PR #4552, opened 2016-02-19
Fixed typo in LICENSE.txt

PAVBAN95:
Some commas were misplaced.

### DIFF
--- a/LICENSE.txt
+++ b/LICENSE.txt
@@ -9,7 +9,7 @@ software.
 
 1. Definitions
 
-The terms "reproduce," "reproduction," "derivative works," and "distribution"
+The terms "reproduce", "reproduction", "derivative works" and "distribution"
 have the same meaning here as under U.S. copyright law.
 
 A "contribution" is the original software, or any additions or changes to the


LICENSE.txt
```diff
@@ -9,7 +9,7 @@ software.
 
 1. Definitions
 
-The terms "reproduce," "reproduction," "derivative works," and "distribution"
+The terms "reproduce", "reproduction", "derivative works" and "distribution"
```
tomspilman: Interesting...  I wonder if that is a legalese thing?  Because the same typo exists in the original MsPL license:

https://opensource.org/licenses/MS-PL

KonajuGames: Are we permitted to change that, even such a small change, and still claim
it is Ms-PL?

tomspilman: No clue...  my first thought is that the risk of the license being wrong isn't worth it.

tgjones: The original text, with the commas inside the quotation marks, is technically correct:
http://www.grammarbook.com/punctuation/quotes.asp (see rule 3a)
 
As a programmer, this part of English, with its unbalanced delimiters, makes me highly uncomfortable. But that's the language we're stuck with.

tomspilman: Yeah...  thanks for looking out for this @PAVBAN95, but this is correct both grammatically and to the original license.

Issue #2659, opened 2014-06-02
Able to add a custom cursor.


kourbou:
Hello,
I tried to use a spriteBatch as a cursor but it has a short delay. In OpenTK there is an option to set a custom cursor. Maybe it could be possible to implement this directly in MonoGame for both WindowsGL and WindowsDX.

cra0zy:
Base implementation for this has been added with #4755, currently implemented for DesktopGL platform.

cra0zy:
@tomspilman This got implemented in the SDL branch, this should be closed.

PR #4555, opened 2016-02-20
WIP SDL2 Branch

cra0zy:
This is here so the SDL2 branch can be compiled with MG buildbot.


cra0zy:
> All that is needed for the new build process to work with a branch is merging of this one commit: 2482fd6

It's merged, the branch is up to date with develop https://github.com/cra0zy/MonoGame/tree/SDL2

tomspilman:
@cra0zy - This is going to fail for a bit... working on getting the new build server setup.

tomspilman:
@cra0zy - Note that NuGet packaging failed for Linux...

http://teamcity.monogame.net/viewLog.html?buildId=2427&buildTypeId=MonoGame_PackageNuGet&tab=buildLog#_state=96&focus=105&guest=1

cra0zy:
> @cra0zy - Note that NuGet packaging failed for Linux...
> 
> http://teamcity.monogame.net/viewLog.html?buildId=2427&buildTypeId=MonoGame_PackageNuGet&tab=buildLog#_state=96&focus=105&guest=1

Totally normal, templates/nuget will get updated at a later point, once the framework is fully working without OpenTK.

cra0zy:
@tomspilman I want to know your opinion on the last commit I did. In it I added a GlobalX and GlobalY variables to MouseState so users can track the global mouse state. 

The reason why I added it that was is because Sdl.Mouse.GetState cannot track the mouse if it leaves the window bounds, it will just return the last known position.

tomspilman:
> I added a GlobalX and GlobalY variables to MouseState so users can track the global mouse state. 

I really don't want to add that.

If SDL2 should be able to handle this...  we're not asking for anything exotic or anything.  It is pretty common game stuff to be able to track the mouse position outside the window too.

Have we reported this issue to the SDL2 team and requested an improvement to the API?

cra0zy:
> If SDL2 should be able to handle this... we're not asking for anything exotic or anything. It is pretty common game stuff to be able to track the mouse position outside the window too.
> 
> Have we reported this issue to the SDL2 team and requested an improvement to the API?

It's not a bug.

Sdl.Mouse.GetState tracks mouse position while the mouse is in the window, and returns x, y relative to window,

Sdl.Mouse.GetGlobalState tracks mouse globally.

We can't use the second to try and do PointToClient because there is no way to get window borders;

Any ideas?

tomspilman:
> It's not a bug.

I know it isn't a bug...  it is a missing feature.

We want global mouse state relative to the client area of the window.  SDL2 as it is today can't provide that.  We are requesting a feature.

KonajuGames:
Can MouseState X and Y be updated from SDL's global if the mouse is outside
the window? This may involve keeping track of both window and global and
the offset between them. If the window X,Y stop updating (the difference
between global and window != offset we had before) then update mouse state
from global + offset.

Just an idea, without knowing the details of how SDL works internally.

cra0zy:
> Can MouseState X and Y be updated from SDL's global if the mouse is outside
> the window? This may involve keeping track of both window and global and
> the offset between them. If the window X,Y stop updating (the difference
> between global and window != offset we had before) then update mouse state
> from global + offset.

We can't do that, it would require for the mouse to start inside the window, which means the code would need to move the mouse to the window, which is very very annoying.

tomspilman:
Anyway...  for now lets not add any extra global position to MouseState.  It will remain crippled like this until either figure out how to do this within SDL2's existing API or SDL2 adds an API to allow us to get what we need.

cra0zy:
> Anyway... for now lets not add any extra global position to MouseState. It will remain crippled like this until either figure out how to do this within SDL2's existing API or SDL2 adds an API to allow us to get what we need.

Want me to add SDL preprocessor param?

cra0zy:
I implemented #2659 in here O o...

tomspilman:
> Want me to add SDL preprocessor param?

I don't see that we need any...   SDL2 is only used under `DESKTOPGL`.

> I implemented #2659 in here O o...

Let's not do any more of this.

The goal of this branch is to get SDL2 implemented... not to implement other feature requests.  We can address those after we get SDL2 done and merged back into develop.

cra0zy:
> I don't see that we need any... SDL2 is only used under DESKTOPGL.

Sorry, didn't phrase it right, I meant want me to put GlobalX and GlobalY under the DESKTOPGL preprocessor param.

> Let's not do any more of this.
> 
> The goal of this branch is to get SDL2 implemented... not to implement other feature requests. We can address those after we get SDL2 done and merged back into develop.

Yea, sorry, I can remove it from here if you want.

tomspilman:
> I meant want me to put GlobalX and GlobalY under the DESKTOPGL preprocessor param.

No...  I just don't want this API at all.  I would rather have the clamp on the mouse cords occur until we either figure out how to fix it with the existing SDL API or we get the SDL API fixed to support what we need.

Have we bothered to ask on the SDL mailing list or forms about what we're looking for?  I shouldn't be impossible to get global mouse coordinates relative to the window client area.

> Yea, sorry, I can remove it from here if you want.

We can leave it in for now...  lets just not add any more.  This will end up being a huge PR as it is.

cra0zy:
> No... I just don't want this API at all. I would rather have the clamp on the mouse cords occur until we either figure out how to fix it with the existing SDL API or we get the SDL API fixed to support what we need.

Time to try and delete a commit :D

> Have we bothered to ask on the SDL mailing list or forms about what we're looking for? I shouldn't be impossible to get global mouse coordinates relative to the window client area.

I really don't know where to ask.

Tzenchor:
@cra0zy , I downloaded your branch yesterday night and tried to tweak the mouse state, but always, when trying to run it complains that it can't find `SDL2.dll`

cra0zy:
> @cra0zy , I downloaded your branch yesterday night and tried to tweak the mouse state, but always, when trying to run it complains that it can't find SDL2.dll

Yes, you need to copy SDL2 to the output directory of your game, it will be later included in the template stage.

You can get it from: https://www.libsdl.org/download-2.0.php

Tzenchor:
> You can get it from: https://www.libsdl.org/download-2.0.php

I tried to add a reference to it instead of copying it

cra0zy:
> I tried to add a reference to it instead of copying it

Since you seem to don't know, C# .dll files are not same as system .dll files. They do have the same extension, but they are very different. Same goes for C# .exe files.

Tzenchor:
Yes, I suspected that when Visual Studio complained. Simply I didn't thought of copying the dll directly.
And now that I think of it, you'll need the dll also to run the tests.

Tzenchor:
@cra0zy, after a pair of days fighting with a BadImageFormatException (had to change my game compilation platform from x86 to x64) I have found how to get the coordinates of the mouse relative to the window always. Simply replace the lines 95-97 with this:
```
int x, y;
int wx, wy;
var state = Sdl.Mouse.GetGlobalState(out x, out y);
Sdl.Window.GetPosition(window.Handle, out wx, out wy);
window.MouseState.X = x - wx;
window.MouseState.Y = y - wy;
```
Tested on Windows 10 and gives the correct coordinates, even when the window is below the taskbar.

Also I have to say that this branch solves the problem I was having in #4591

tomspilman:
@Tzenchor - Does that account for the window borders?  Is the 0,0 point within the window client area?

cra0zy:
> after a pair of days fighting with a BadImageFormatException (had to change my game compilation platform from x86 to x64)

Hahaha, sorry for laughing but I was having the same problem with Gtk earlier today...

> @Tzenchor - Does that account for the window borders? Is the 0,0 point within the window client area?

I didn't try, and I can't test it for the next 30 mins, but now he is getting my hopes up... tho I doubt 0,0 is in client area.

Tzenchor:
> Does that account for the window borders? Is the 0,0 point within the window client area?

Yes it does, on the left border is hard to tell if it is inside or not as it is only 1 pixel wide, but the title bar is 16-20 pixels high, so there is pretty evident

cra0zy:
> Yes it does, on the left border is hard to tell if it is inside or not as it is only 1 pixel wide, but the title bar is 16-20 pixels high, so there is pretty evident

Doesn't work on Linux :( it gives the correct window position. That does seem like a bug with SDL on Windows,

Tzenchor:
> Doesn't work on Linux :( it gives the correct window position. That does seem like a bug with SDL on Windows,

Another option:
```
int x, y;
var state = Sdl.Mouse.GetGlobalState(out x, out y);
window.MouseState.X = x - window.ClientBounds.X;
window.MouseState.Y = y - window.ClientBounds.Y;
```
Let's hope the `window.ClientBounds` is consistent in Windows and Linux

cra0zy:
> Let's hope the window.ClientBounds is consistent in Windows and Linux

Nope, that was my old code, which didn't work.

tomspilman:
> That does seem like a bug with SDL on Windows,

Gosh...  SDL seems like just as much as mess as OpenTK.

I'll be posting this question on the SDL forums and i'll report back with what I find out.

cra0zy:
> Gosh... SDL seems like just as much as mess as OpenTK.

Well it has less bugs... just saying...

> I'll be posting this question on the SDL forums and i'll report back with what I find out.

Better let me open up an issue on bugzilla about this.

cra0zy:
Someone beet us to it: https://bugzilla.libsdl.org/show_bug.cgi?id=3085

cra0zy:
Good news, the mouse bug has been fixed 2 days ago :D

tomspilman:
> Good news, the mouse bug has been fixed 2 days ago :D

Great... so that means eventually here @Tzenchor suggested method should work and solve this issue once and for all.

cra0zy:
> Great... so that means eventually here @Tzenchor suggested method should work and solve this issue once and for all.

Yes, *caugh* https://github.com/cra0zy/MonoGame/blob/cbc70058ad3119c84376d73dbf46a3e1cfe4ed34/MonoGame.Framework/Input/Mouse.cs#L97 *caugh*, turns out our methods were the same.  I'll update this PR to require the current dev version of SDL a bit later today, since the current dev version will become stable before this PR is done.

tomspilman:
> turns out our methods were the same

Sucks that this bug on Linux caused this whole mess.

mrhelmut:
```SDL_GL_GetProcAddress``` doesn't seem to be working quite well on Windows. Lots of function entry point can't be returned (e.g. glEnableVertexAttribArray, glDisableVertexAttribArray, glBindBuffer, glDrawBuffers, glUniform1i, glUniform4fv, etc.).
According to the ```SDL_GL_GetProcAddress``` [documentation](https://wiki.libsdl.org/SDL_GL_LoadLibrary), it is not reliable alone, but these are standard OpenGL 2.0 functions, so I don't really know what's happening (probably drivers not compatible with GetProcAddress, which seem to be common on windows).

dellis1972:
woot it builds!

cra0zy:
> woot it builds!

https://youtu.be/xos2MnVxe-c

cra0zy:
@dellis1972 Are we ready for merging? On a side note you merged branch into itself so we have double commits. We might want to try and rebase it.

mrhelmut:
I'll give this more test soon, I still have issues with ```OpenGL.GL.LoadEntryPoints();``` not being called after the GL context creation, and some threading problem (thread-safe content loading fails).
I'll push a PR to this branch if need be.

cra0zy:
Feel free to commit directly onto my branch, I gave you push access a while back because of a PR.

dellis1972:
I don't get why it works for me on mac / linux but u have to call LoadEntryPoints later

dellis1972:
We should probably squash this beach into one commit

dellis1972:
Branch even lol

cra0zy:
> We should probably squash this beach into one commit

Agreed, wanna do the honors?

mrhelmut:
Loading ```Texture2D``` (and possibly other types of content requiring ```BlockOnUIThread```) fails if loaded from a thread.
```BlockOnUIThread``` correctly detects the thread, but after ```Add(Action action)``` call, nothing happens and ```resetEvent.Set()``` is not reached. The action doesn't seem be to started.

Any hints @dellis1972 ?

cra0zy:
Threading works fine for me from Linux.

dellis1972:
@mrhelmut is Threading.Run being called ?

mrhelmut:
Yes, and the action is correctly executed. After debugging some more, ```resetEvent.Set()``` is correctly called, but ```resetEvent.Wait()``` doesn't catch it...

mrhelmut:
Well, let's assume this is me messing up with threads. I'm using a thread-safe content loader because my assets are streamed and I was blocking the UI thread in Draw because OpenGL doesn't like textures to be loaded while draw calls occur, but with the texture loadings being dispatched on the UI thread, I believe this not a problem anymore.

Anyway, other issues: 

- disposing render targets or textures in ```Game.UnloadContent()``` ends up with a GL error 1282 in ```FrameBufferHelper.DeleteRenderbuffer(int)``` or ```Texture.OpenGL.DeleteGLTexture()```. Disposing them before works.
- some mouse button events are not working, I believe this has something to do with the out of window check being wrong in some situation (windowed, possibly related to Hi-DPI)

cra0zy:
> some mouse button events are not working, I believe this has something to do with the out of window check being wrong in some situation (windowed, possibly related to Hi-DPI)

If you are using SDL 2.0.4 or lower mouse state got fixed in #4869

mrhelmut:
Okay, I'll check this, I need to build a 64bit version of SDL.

* _The problem_: Every line from the first through the one containing "it is Ms-PL?" in the listing above must be given again exactly, with nothing else alongside.

* _Written answer_:
PR #4552, opened 2016-02-19
Fixed typo in LICENSE.txt

PAVBAN95:
Some commas were misplaced.

### DIFF
--- a/LICENSE.txt
+++ b/LICENSE.txt
@@ -9,7 +9,7 @@ software.
 
 1. Definitions
 
-The terms "reproduce," "reproduction," "derivative works," and "distribution"
+The terms "reproduce", "reproduction", "derivative works" and "distribution"
 have the same meaning here as under U.S. copyright law.
 
 A "contribution" is the original software, or any additions or changes to the


LICENSE.txt
```diff
@@ -9,7 +9,7 @@ software.
 
 1. Definitions
 
-The terms "reproduce," "reproduction," "derivative works," and "distribution"
+The terms "reproduce", "reproduction", "derivative works" and "distribution"
```
tomspilman: Interesting...  I wonder if that is a legalese thing?  Because the same typo exists in the original MsPL license:

https://opensource.org/licenses/MS-PL

KonajuGames: Are we permitted to change that, even such a small change, and still claim
it is Ms-PL?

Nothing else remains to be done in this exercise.